▶ **Task brief**: Would you please return the lines of the entries below starting at the line that has "HTTP DELETE methods" and ending at the line that has "method == .HEAD, buffer", both included, exactly as they are?

Stored data entries:
=====

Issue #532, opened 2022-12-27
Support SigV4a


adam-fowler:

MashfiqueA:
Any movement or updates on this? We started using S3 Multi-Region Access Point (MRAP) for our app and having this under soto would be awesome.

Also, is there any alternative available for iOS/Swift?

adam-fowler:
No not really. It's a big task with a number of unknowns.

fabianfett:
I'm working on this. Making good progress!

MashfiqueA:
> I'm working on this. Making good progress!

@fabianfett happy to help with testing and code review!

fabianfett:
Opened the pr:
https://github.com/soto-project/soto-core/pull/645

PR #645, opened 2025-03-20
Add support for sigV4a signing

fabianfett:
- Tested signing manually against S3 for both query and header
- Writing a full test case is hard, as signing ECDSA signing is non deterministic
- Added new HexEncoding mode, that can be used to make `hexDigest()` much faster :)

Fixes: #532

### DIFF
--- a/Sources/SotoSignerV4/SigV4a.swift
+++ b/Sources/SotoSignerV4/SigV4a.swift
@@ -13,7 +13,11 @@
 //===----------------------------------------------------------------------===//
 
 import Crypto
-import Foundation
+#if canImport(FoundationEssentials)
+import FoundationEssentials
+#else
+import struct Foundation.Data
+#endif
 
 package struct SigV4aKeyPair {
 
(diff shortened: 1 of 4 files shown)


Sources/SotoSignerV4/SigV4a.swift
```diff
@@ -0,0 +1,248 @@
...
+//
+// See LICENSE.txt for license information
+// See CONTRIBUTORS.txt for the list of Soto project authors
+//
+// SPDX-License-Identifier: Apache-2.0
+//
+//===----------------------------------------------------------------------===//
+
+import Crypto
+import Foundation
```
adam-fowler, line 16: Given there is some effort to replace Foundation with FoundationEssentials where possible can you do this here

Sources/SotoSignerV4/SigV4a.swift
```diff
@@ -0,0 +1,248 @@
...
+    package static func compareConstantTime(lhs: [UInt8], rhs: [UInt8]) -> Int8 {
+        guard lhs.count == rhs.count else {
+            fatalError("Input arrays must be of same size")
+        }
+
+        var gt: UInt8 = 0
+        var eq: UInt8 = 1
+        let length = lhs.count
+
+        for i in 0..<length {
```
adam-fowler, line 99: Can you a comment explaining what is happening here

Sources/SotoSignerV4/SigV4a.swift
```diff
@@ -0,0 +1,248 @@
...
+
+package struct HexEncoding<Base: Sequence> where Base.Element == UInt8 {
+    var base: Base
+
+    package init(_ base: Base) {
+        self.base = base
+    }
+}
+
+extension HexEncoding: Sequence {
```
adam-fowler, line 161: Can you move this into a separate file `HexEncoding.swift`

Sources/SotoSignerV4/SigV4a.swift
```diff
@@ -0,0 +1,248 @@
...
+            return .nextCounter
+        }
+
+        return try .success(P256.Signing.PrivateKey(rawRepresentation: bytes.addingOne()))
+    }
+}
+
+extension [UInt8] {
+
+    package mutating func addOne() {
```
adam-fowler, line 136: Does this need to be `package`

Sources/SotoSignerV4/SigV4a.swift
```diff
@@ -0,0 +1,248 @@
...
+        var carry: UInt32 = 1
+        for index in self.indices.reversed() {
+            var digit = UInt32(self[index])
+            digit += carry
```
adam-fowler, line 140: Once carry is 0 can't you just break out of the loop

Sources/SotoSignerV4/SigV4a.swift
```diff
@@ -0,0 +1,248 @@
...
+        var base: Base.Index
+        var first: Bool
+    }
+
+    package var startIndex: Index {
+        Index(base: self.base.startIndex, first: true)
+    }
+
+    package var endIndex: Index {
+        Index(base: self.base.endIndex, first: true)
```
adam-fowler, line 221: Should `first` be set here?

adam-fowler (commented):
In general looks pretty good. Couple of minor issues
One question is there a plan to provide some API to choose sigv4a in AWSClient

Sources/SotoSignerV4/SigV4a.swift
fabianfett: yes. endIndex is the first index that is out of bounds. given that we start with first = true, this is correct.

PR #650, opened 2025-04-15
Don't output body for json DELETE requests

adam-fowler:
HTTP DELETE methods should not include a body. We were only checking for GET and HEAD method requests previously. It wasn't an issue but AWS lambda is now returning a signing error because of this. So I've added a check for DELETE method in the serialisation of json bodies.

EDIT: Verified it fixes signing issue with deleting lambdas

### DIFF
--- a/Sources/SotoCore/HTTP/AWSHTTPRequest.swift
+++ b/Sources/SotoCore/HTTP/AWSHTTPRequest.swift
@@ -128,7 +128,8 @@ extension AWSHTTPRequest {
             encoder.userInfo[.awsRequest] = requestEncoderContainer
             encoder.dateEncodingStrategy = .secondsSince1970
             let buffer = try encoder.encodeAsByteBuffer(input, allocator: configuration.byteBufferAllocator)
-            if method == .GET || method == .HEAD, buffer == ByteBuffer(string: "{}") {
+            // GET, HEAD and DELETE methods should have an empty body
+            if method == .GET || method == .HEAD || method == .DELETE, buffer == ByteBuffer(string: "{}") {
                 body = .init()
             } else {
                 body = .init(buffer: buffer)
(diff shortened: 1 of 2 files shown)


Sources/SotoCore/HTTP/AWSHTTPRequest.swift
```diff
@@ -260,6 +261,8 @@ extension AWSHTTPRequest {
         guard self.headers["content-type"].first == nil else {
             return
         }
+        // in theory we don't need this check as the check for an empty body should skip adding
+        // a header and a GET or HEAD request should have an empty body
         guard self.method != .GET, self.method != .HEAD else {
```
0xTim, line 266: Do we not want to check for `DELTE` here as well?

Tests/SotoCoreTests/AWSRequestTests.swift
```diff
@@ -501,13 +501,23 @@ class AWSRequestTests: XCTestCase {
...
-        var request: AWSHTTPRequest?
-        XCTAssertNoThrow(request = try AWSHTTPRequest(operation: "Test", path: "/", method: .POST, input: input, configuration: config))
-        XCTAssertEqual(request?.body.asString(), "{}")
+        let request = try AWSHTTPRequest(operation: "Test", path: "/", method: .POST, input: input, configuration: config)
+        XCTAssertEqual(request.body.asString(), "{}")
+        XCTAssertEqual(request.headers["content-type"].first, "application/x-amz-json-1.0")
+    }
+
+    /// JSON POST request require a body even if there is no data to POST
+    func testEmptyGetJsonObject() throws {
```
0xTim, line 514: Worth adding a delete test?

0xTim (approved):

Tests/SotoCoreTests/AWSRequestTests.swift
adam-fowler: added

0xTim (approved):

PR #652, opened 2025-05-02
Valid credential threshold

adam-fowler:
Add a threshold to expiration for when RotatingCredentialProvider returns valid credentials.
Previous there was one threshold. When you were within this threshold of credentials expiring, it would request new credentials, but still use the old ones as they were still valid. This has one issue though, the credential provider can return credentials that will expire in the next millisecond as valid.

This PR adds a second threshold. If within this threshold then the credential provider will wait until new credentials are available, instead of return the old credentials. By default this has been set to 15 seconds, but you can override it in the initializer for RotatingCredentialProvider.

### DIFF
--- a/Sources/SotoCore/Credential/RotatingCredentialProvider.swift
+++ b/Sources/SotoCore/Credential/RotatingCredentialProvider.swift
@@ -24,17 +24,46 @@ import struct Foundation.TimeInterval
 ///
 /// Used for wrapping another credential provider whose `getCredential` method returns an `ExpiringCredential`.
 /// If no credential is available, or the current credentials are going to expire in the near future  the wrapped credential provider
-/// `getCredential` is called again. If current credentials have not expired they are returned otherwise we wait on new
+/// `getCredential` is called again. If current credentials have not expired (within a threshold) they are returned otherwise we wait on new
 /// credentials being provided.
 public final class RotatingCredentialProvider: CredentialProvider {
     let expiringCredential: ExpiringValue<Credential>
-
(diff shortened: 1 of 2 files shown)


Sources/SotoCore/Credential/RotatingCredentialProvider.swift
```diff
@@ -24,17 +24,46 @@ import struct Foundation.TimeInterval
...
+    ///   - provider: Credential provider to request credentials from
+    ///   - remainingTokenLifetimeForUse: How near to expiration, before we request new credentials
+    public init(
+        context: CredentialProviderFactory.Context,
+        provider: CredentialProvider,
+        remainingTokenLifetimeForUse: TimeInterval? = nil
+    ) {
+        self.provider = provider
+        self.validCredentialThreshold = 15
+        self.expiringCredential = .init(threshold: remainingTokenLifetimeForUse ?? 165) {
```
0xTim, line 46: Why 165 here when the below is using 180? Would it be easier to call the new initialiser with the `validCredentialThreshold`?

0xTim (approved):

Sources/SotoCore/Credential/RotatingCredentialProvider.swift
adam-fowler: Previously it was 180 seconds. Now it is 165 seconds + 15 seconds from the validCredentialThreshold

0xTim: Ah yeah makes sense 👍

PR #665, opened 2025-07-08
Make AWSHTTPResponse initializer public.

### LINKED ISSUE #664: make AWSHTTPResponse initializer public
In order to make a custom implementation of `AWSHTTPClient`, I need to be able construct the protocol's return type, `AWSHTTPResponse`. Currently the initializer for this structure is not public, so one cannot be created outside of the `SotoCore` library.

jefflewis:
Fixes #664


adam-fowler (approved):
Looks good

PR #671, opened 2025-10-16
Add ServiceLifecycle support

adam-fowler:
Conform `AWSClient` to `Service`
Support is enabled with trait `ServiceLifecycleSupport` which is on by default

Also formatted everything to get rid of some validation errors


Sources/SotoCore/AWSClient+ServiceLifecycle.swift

=====

▶ **Answer area**:
HTTP DELETE methods should not include a body. We were only checking for GET and HEAD method requests previously. It wasn't an issue but AWS lambda is now returning a signing error because of this. So I've added a check for DELETE method in the serialisation of json bodies.

EDIT: Verified it fixes signing issue with deleting lambdas

### DIFF
--- a/Sources/SotoCore/HTTP/AWSHTTPRequest.swift
+++ b/Sources/SotoCore/HTTP/AWSHTTPRequest.swift
@@ -128,7 +128,8 @@ extension AWSHTTPRequest {
             encoder.userInfo[.awsRequest] = requestEncoderContainer
             encoder.dateEncodingStrategy = .secondsSince1970
             let buffer = try encoder.encodeAsByteBuffer(input, allocator: configuration.byteBufferAllocator)
-            if method == .GET || method == .HEAD, buffer == ByteBuffer(string: "{}") {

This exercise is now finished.